The Brexit deal: what we know so far

Special protocol on Northern Ireland provides a backstop guarantee that will safeguard soft Border

 A demonstrator holds a sign outside the Houses of Parliament in  London on Tuesday. Photograph: Daniel Leal-Olivas/AFP/Getty Images

A demonstrator holds a sign outside the Houses of Parliament in London on Tuesday. Photograph: Daniel Leal-Olivas/AFP/Getty Images

 

The draft EU-UK withdrawal agreement, running to 400 pages, is the text of a legally binding treaty that seals the terms under which the UK leaves the EU.

Its provisions, defining outstanding obligations and establishing a transition period in which both sides can adjust, range from dividing up common property, securing the rights of each others’ citizens “left behind” and agreeing a departure bill or alimony for the UK.

And, crucially, a special protocol on Northern Ireland provides a backstop guarantee that will safeguard Ireland’s soft border, guarantees continued security co-operation, protects the Common Travel Area and safeguards both human rights and the 50-odd cross-Border programmes that have come out of the Belfast Agreement. Safeguarding the Belfast Agreement is explicitly provided for.

The agreement will now have to be ratified by member states, the European Council, the European Parliament and the UK parliament before Britain leaves the EU on March 29th.

In the months ahead the two sides will start to negotiate a treaty on their future relationship, focusing largely trade relations, a relationship that has beeb sketched out in a draft common political declaration that will be approved, but without binding force, at the same time as the withdrawal agreement.
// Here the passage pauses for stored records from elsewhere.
PR #121, opened 2018-12-26
Provide a fallback for accountsBtcBalance - Allows fix for LL-766 and LL-767

juan-cortes:
When we are unable to resolve a BTC value for ordering an account, think Posw, HCash, that inability breaks the ordering since we have a condition before the sorting stating `if (allRatesAvailable)`. Removing that condition causes a crash since the map in common relies on that value existing. Setting a fallback value fixes the sort again and places those accounts as if they had -1 balance.


juan-cortes:
>_I'm sorry Juan, I'm afraid I can't let you do that_
image

meriadec:
@juan-cortes should be fixed :joy:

The withdrawal agreement provides that Britain will honour all its financial commitments to Brussels under an agreed formula which is widely but conservatively estimated to put the bill at some €40 billion. London will continue to pay into the EU budget during transition until the end of 2020 as if still a member.

The agreement maintains the existing EU residence and social security rights of more than three million EU citizens in the UK, and about one million UK nationals living on the continent.

The settlement allows an EU national to claim permanent residence in the UK, retain most family reunion rights enjoyed today and, if eligible, to claim UK benefits even if they or their children move overseas.

Backstop

Protecting those rights, the UK promises to pay “due regard” to the jurisprudence and rulings of the Court of Justice of the European Union. But the UK will not be bound by it.

The treaty provides for a transition period for the UK until the end of 2020, which can be extended for an unspecified one-off period, set by mutual agreement. During this period Britain would leave the political institutions of the EU, losing its say over rules and decisions. But it would continue to apply EU law in full. Little will change for businesses and citizens during that period.

And during that time the future relationship agreement will be negotiated.

In the Northern Ireland protocol the backstop is safeguarded by agreement that the UK will remain in a temporary all-UK customs union while also applying extra regulatory controls between it and Northern Ireland. The UK also makes unilateral promises to minimise divergence with Northern Ireland by adhering to EU single market rules for goods, so keeping open the flow of trade to the UK.

While Northern Ireland will apply the full “union customs code”, which sets the border for the free movement of goods within the EU, the UK would apply a more basic customs union model.

This would avoid the need for tariffs, quotas and rules of origin in UK-EU trade.To ensure a “level playing field” for business, the UK commits to follow EU competition rules and promises to keep some existing laws on labour, environment and taxation.

A joint committee will agree when the conditions permit the backstop to lapse. Trade in fish is excluded from the customs union.